PR #830, opened 2025-10-04
Improve message if metstart fails because sysstat not installed

sm-shaw:
Improves messaging if metstart command fails because agent fails to start when sysstat is not installed.
Add hint to check mpstat command runs. 
Fix not needed on Windows as mpstat included with HammerDB.

### DIFF
--- a/src/generic/genmetrics.tcl
+++ b/src/generic/genmetrics.tcl
@@ -19,7 +19,7 @@ proc ConfigureNetworkDisplay {agentid agenthostname} {
         }
         #Test Agent Port
         namespace import socktest::*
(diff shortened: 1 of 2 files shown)


sm-shaw:
Following message is reported if failure on Linux
```
hammerdb>Connecting to Agent to Display CPU Metrics
Metric receive port open @ 15045 on ubuntu22
Connecting to HammerDB Agent @ localhost:10000
Testing Agent Connectivity...SocketError
Connection failed verify agent hostname and id @ localhost:10000
Check sysstat package is installed and mpstat command is available to agent
Started CPU Metrics for AGENT CONNECTION FAILED:(1 CPUs)
AGENT CONNECTION FAILED
```

abondvt89 (approved):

### What you have to do
Return exactly the lines in the records above, beginning with the one that holds "Improves messaging if" and ending with the last.

### Response to this exercise
Improves messaging if metstart command fails because agent fails to start when sysstat is not installed.
Add hint to check mpstat command runs. 
Fix not needed on Windows as mpstat included with HammerDB.

### DIFF
--- a/src/generic/genmetrics.tcl
+++ b/src/generic/genmetrics.tcl
@@ -19,7 +19,7 @@ proc ConfigureNetworkDisplay {agentid agenthostname} {
         }
         #Test Agent Port
         namespace import socktest::*
(diff shortened: 1 of 2 files shown)


sm-shaw:
Following message is reported if failure on Linux
```
hammerdb>Connecting to Agent to Display CPU Metrics
Metric receive port open @ 15045 on ubuntu22
Connecting to HammerDB Agent @ localhost:10000
Testing Agent Connectivity...SocketError
Connection failed verify agent hostname and id @ localhost:10000
Check sysstat package is installed and mpstat command is available to agent
Started CPU Metrics for AGENT CONNECTION FAILED:(1 CPUs)
AGENT CONNECTION FAILED
```

abondvt89 (approved):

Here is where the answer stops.